Fast broadband a drawcard for home buyers

Fast broadband a drawcard for home buyers

Buyers of homes in new developments are getting a head start on other Australian residents with access to the national broadband network.

Overall, the federal opposition says progress on Labor’s NBN “white elephant” has been slow, with only 30,000 people signed up so far.

But far from being the costly extravagance the Liberals and other critics have suggested, national network promoters say that if Australia follows an emerging US trend, home buyers will soon make high-speed broadband access a prime factor when choosing where to live.

The aim is to have the network go past 286,000 homes by June, with access possible at every Australian home by 2021.

But home owners in new developments go straight to the front of the queue. The network is already available in 314 new apartment or housing estates around the country.

As fibre optic cable will replace the copper network, it made no sense to install copper in new estates.

Fast broadband a drawcard for home buyers

An NBN spokesman, Jonathon Grahame, says demand from developers for “fibre” in new projects is very strong.

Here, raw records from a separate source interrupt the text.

PR #1707, opened 2021-09-08
Perf metrics

saghul:
See the first commit for a thorough explainer.

### DIFF
--- a/JitsiConference.js
+++ b/JitsiConference.js
@@ -2015,10 +2015,7 @@ JitsiConference.prototype._onIncomingCallP2P = function(
 /**
  * Handles an incoming call event.
  */
-JitsiConference.prototype.onIncomingCall = function(
-        jingleSession,
-        jingleOffer,
-        now) {
+JitsiConference.prototype.onIncomingCall = function(jingleSession, jingleOffer) {
     // Handle incoming P2P call
     if (jingleSession.isP2P) {
         this._onIncomingCallP2P(jingleSession, jingleOffer);
@@ -2035,21 +2032,19 @@ JitsiConference.prototype.onIncomingCall = function(
 
             return;
         }
-        this._acceptJvbIncomingCall(jingleSession, jingleOffer, now);
+        this._acceptJvbIncomingCall(jingleSession, jingleOffer);
     }
 };
 
 /**
  * Accepts an incoming call event for the JVB jingle session.
  */
-JitsiConference.prototype._acceptJvbIncomingCall = function(
-        jingleSession,
-        jingleOffer,
-        now) {
-
+JitsiConference.prototype._acceptJvbIncomingCall = function(jingleSession, jingleOffer) {
     // Accept incoming call
     this.jvbJingleSession = jingleSession;
-    this.room.connectionTimes['session.initiate'] = now;
+
+    window.performance.mark('jitsi.xmpp.session-initiate');
+
     this._sendConferenceJoinAnalyticsEvent();
 
     if (this.wasStopped) {
@@ -2067,12 +2062,8 @@ JitsiConference.prototype._acceptJvbIncomingCall = function(
         serverRegion);
 
     this._maybeClearSITimeout();
-    Statistics.sendAnalytics(createJingleEvent(
-        ACTION_JINGLE_SI_RECEIVED,
-        {
-            p2p: false,
-            value: now
-        }));
+
+    Statistics.sendAnalytics(createJingleEvent(ACTION_JINGLE_SI_RECEIVED, { p2p: false }));
 
     try {
         jingleSession.initialize(this.room, this.rtc, {
@@ -2506,13 +2497,6 @@ JitsiConference.prototype.isStartAudioMuted = function() {
  */
 JitsiConference.prototype.isStartVideoMuted = function() {
     return this.startVideoMuted;
-};
-
-/**
- * Returns measured connectionTimes.
- */
-JitsiConference.prototype.getConnectionTimes = function() {
-    return this.room.connectionTimes;
 };
 
 /**
--- a/modules/RTC/BridgeChannel.js
+++ b/modules/RTC/BridgeChannel.js
@@ -2,6 +2,7 @@ import { getLogger } from 'jitsi-meet-logger';
 
 import RTCEvents from '../../service/RTC/RTCEvents';
 import { createBridgeChannelClosedEvent } from '../../service/statistics/AnalyticsEvents';
+import perfMetrics from '../perf-metrics/perfMetrics';
 import Statistics from '../statistics/statistics';
 import GlobalOnErrorHandler from '../util/GlobalOnErrorHandler';
 
@@ -276,10 +277,16 @@ export default class BridgeChannel {
      * Set events on the given RTCDataChannel or WebSocket instance.
      */
     _handleChannel(channel) {
+        // This handler gets called right after the channel is created, so we can mark the
+        // start here.
+        perfMetrics.markStart(perfMetrics.MEASURES.BRIDGE_CHANNEL_OPEN);
+
         const emitter = this._eventEmitter;
 
         channel.onopen = () => {
             logger.info(`${this._mode} channel opened`);
+
+            perfMetrics.markEnd(perfMetrics.MEASURES.BRIDGE_CHANNEL_OPEN);
 
             // Code sample for sending string and/or binary data.
             // Sends string message to the bridge:
--- a/modules/RTC/JitsiLocalTrack.js
+++ b/modules/RTC/JitsiLocalTrack.js
@@ -22,6 +22,7 @@ import {
     createNoDataFromSourceEvent
 } from '../../service/statistics/AnalyticsEvents';
 import browser from '../browser';
+import perfMetrics from '../perf-metrics/perfMetrics';
 import Statistics from '../statistics/statistics';
 
 import JitsiTrack from './JitsiTrack';
@@ -454,9 +455,17 @@ export default class JitsiLocalTrack extends JitsiTrack {
      * @returns {Promise}
      */
     _queueSetMuted(muted) {
+        const mark = perfMetrics.MEASURES[`${this.getType().toUpperCase()}_${muted ? 'MUTE' : 'UNMUTE'}`];
+
+        perfMetrics.markStart(mark);
+
         const setMuted = this._setMuted.bind(this, muted);
 
         this._prevSetMuted = this._prevSetMuted.then(setMuted, setMuted);
+
+        this._prevSetMuted.then(() => {
+            perfMetrics.markEnd(mark);
+        });
 
         return this._prevSetMuted;
     }
--- a/modules/RTC/JitsiRemoteTrack.js
+++ b/modules/RTC/JitsiRemoteTrack.js
@@ -209,36 +209,22 @@ export default class JitsiRemoteTrack extends JitsiTrack {
     _playCallback() {
         const type = this.isVideoTrack() ? 'video' : 'audio';
 
-        const now = window.performance.now();
+        window.performance.mark(`jitsi.rtc.${type}.render`);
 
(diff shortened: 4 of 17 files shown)


modules/RTC/BridgeChannel.js
```diff
@@ -276,11 +277,17 @@ export default class BridgeChannel {
...
      */
     _handleChannel(channel) {
+        // This handler gets called right after the channel is created, so we can mark the
+        // start here.
+        perfMetrics.markStart(perfMetrics.METRICS.BRIDGE_CHANNEL_OPEN);
+
         const emitter = this._eventEmitter;
 
         channel.onopen = () => {
             logger.info(`${this._mode} channel opened`);
```
hristoterezov, line 287: Maybe now this log is redundant?

hristoterezov (commented):
LGTM!

hristoterezov (dismissed):

JitsiConference.js
```diff
@@ -2067,12 +2062,8 @@ JitsiConference.prototype._acceptJvbIncomingCall = function(
...
 
     this._maybeClearSITimeout();
-    Statistics.sendAnalytics(createJingleEvent(
-        ACTION_JINGLE_SI_RECEIVED,
-        {
-            p2p: false,
-            value: now
-        }));
+
+    Statistics.sendAnalytics(createJingleEvent(ACTION_JINGLE_SI_RECEIVED, { p2p: false }));
```
hristoterezov, line 2066: Why remove the timestamp from the event?

JitsiConference.js
```diff
@@ -2508,13 +2499,6 @@ JitsiConference.prototype.isStartVideoMuted = function() {
     return this.startVideoMuted;
 };
 
-/**
- * Returns measured connectionTimes.
- */
-JitsiConference.prototype.getConnectionTimes = function() {
-    return this.room.connectionTimes;
```
hristoterezov, line 2515: I see this method is used in jitsi-meet. Aren't we going to brake something? 

I think it will be good to expose those measurements somehow. WDYT? Maybe they can be used for performance testing, etc.

modules/RTC/JitsiRemoteTrack.js
```diff
@@ -209,36 +209,22 @@ export default class JitsiRemoteTrack extends JitsiTrack {
...
-        // The conference can be started without calling GUM
-        // FIXME if there would be a module for connection times this kind
-        // of logic (gumDuration or ttfm) should end up there
-        const gumStart = window.connectionTimes['obtainPermissions.start'];
-        const gumEnd = window.connectionTimes['obtainPermissions.end'];
-        const gumDuration
-            = !isNaN(gumEnd) && !isNaN(gumStart) ? gumEnd - gumStart : 0;
+        // TTFM: calculated as the time from the session-initiate sent by the
+        // bridge until first remote render.
+        window.performance.measure(ttfmMarkName, 'jitsi.xmpp.session-initiate');
```
hristoterezov, line 218: shouldn't the `ttfmMarkName` be the end and the session initiate the start?

modules/RTC/JitsiRemoteTrack.js
```diff
@@ -209,36 +209,22 @@ export default class JitsiRemoteTrack extends JitsiTrack {
...
 
-        // Subtract the muc.joined-to-session-initiate duration because jicofo
-        // waits until there are 2 participants to start Jingle sessions.
-        const ttfm = now
-            - (this.conference.getConnectionTimes()['session.initiate']
-                - this.conference.getConnectionTimes()['muc.joined'])
-            - gumDuration;
```
hristoterezov, line 230: Why we don't need to take into account the gumDuration and muc joined anymore?

modules/perf-metrics/observer.js
```diff
@@ -0,0 +1,70 @@
...
+        if (observer) {
+            dispose();
+        }
+        observer = new PerformanceObserver((list, observer_) => {
+            const metrics = [];
+
+            list.getEntries().forEach(entry => {
+                if (observer === observer_ && entry.name.startsWith(JITSI_METRIC_PREFIX)) {
+                    metrics.push(entry);
+                    logger.debug(`${entry.name.replace(JITSI_METRIC_PREFIX, '')} took ${entry.duration}ms`);
```
hristoterezov, line 29: It will be useful to include the time from navigation start to the end marker as well.

For example during our recent performance testing we were interested in how much time does it take from the navigation start to moment when the session initiate packet is received.

modules/xmpp/JingleSessionPC.js
```diff
@@ -464,15 +465,15 @@ export default class JingleSessionPC extends JingleSession {
...
          */
         this.peerconnection.oniceconnectionstatechange = () => {
-            const now = window.performance.now();
             let isStable = false;
 
             if (!this.isP2P) {
-                this.room.connectionTimes[
-                    `ice.state.${this.peerconnection.iceConnectionState}`]
-                    = now;
+                window.performance.mark(`jitsi.ice.state.${this.peerconnection.iceConnectionState}`);
```
hristoterezov, line 471: Do we use this mark somewhere?

modules/xmpp/JingleSessionPC.js
```diff
@@ -464,15 +465,15 @@ export default class JingleSessionPC extends JingleSession {
...
             }
-            logger.log(`(TIME) ICE ${this.peerconnection.iceConnectionState} ${this.isP2P ? 'P2P' : 'JVB'}:\t`, now);
+
+            logger.log(`ICE ${this.peerconnection.iceConnectionState} ${this.isP2P ? 'P2P' : 'JVB'}`);
```
hristoterezov, line 474: it will be still useful to have `now` printed. Especially since we still use it.

modules/xmpp/xmpp.js
```diff
@@ -271,13 +271,11 @@ export default class XMPP extends Listenable {
...
      */
     connectionHandler(credentials = {}, status, msg) {
-        const now = window.performance.now();
         const statusStr = Strophe.getStatusString(status).toLowerCase();
 
-        this.connectionTimes[statusStr] = now;
-        logger.log(
-            `(TIME) Strophe ${statusStr}${msg ? `[${msg}]` : ''}:\t`,
-            now);
+        window.performance.mark(`jitsi.xmpp.strophe.${statusStr}`);
```
hristoterezov, line 276: do we use this mark?

service/statistics/AnalyticsEvents.js
```diff
@@ -565,3 +565,17 @@ export const createBridgeChannelClosedEvent = function(code, reason) {
...
 };
+
+/**
+ * Creates an event with performance metrics information. Each element in the metrics
+ * array will have a name and duration.
+ *
+ * @param {Array<object>} metrics - Array of metrics objects.
+ */
+export const createPerfMetricsEvent = function(metrics) {
+    return {
```
hristoterezov, line 576: I'm not sure if sending separate events per metric entity would be better. I'm not really sure if we would be able to filter those metrics in Amplitude since all the info (name, timestamp, etc) is in the array. 

Maybe we can send separate events with the action field the name of the mark and then all the values? WDYT?

modules/RTC/JitsiLocalTrack.js
```diff
@@ -454,10 +455,18 @@ export default class JitsiLocalTrack extends JitsiTrack {
...
+        const mark = perfMetrics.MEASURES[`${this.getType().toUpperCase()}_${muted ? 'MUTE' : 'UNMUTE'}`];
+
+        perfMetrics.markStart(mark);
+
         const setMuted = this._setMuted.bind(this, muted);
 
         this._prevSetMuted = this._prevSetMuted.then(setMuted, setMuted);
 
+        this._prevSetMuted.then(() => {
+            perfMetrics.markEnd(mark);
```
hristoterezov, line 467: Kudos for introducing this one!

modules/xmpp/strophe.jingle.js
```diff
@@ -314,7 +314,7 @@ export default class JingleConnectionPlugin extends ConnectionPlugin {
 
         switch (action) {
         case 'session-initiate': {
-            logger.log('(TIME) received session-initiate:\t', now);
+            logger.log('Received session-initiate');
```
hristoterezov, line 317: Actually this timestamp was very useful during the last performance testing we were performing. It will be good to have it!

hristoterezov (changes requested):
Great work!

Left some questions and suggestions!

As an additional suggestion, I'm wondering if it is possible to encapsulate all the use cases that we have in the perf-metrics module so that we don't need to use the Performance API outside of it. And do you think it makes sense? 

For example measuring the time between 2 different marks and extracting the result. You use this for TTFM.

modules/RTC/BridgeChannel.js
saghul: It's still good to know, regardless of the measurement, IMHO.

JitsiConference.js
saghul: Because it was never a timestamp :-) performance.now() does not return timestamps, it produces monotonically increasing marks from an arbitrary point in time, so only the difference between them is relevant. Also, some actions had it some didn't so I opted for that. Last, we are not actually using this event so its usefulness is questionable I guess.

JitsiConference.js
saghul: I plan to fix JM too. The `perfMetrics` object is exposed in JitsiMeetJS, but the metrics can be obtained with performance.getEntries(). I can create a helper for that.

modules/RTC/JitsiRemoteTrack.js
saghul: No, the API is `performance.measure(name, startMarkName, endMarkName)` if the end mark name is omitted then `now()` is taken.

modules/perf-metrics/observer.js
saghul: Do you think that would be useful wholesale or for specific metrics?

modules/xmpp/JingleSessionPC.js
saghul: Not really, but I didn't want to remove it. We may want to measure the time in between phases I guess? There is some of that already going on, but it's a bit involved and I didn't want to fall into that rabbit-hole :-P

modules/xmpp/JingleSessionPC.js
saghul: As I mentioned in https://github.com/jitsi/lib-jitsi-meet/pull/1707#discussion_r706075330 that now() is not a timestamp. Also, the logger itself shows a timestamp, do we need another?

modules/xmpp/xmpp.js
saghul: Not at the moment.

modules/xmpp/strophe.jingle.js
saghul: How were you using it? I'm genuinely curious, because performance.now() is not a timestamp, so in isolation it doesn't add much! Maybe I can add a metric about start to session-initiate?

service/statistics/AnalyticsEvents.js
saghul: Right now metrics will come in batches, not sure if 1 event per metric would be overkill. But doable. If we opt for individual events I can flatten the thing and make it like so:

```
    return {
        type: TYPE_OPERATIONAL,
        action: 'perf-metrics',
        metric: 'jitsi.foo.bar',
        duration: xxxxx
    };
```

Do you think we should go for that?

saghul:
Thanks for the thorough review!

> As an additional suggestion, I'm wondering if it is possible to encapsulate all the use cases that we have in the perf-metrics module so that we don't need to use the Performance API outside of it. And do you think it makes sense?
> 
> For example measuring the time between 2 different marks and extracting the result. You use this for TTFM.

I asked myself this question :-) I chose to create the smallest possible helper, but I do see the value in making it a bit more "integrated". I'll give it a try in a separate commit to see how it feels like.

Nationally, the company has 2497 signed applications to deliver the service to 116,308 premises. And the network is already going past 22,000 lots in new developments.

One of the apartment blocks benefiting from the network is Divercity in the inner-Sydney suburb of Waterloo.

Most of the 153 residents who have moved into the Becton project have signed up for the highest possible 100Mbps plans, while residents in neighbouring streets are more than a year away from getting access to the service.

When Andrew Brown, 26, discovered a cupboard full of wires and equipment while inspecting an apartment in Divercity, he knew he’d found his new home. “I already liked the apartment so when I found it was connected to the NBN it was, ‘OK, cool. Let’s go with this’.”

For Mr Brown, a self-employed graphics and web designer who works from home, internet speed is more a necessity than a luxury. “We get about five times the speed we were getting at our old apartment at Elizabeth Bay,” he said.

It is also cheaper than using the traditional copper internet lines. “It was about $80 a month in Elizabeth Bay but here we’re paying about $60 [a month].”

At Waterloo, Mr Brown, who lives with his partner, Andy, 24, is suddenly very popular.

“Friends are coming over to our home and having a go of our new toy. It’s making them consider moving from the eastern suburbs to Waterloo,” he said.

For those who are not in a new apartment block or housing estate, the wait will be longer. Householders can check the network’s progress by visiting and typing in their address.